January 28, 2024
DeepSeek Releases Groundbreaking Open-Source Multimodal Model
Last modified: October 20, 2018
Janus-Pro: Leading the Revolution in Multimodal AI Technology
A major breakthrough in artificial intelligence! On January 28, 2024, DeepSeek made waves with the release of their new open-source multimodal AI model, Janus-Pro, on the Hugging Face platform. This innovative model comes in two parameter sizes - 1B and 7B, with Janus-Pro-7B demonstrating exceptional performance across multiple authoritative benchmarks, successfully surpassing mainstream models including OpenAI's DALL-E 3 and Stable Diffusion.
As an advanced system integrating both image understanding and generation capabilities, Janus-Pro employs SigLIP-L-based image comprehension technology and leverages LlamaGen for high-quality image generation. Notably, even OpenAI's GPT-4 has not yet made its image generation capabilities publicly available.
The Path of Technical Evolution
DeepSeek has shown strong technical innovation capabilities in the multimodal AI field through continuous development:
In early 2024, the team first introduced the basic version of Janus, a breakthrough open-source multimodal model (MLLM). Its innovation lay in achieving visual encoding decoupling, paving new ways for multimodal understanding and generation. This version was built on DeepSeek-LLM-1.3b-base and trained on approximately 500B text tokens. For image processing, the model uses SigLIP-L as its visual encoder, supporting 384x384 resolution image inputs and employing a 16x downsampling rate for image generation.
In November 2024, DeepSeek released JanusFlow, a revolutionary unified image generation framework. Its uniqueness lies in its minimalist design philosophy, cleverly combining autoregressive language models with advanced generative model methods. Research has shown that this framework can be trained directly within existing large language model architectures without requiring complex structural modifications.

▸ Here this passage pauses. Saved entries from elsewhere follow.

PR #238, opened 2019-09-13
sarkars/Set pipeline depth

sayantan-nervana:
1. Normal run: attach `pipeline_depth` to rewriter config
2. tf2ngraph run: pass `--pipeline_depth 2` to CLI
3. Add try-except around `create_input_tensor` and `create_output_tensor`

https://jira.devtools.intel.com/browse/NGTF-2270


adk9:
Thanks for the PR, but we're closing this because it's no longer needed; training support is being removed from the bridge.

Janus-Pro: Technical Breakthroughs and Innovation
At the beginning of 2025, the Janus series welcomed a major upgrade with the official release of Janus-Pro. This version inherits the advantages of the original architecture while introducing multiple innovations:
Core Technical Features:
- Innovative autoregressive framework design
- Visual encoding path decoupling technology
- Unified transformer architecture
- Flexible multimodal processing capabilities
Technical Implementation Details:
- Visual encoding parsing as a core design principle
- Independent encoding method for raw input processing
- Unified autoregressive Transformer architecture
- Innovative feature processing flow:
- Using siglip encoder for image semantic feature extraction
- 2D to 1D feature conversion
- Intelligent feature mapping and adaptation
- Application of VQ token technology
- Multimodal feature sequence fusion processing
Performance and Evaluation
Janus-Pro's training process was extremely rigorous, utilizing the PyTorch-based HAI-LLM framework. Specific training configurations:
- 1.5B version: 16-node cluster, 7-day training cycle
- 7B version: 32-node cluster, 14-day training cycle
- Hardware configuration: 8 A100 (40GB) GPUs per node
In authoritative benchmark tests, Janus-Pro demonstrated excellent performance:
-
Multimodal Understanding Capability:
- MMBench test score: 79.2
- Significantly surpassing:
- Janus (69.4)
- TokenFlow (68.9)
- Morph (75.2)
-
Image Generation Capability:
- GenEval score: 0.80
- Superior to:
- Janus (0.61)
- DALL-E 3 (0.67)
- Stable Diffusion 3 Medium (0.74)
-
Instruction Following Capability:
- GenEval overall accuracy: 80%
- Exceeding competitors:
- Transfusion (63%)
- SD3-Medium (74%)
- DALL-E 3 (67%)
- DPG-Bench score: 84.19 (leading all benchmark solutions)
Open Source and Future Prospects
Currently, the complete code for Janus-Pro is available on GitHub: https://github.com/deepseek-ai/Janus
The industry widely believes that DeepSeek's breakthrough progress in the multimodal field, especially innovations in text-to-image and text-to-video directions, is likely to draw strong attention from tech giants including OpenAI and Meta.
Special Note: Due to recent large-scale network attacks, DeepSeek has temporarily restricted registration for non-mainland China phone numbers. Overseas users need to use virtual numbers for registration. Registered users are not affected and can continue to use platform services normally.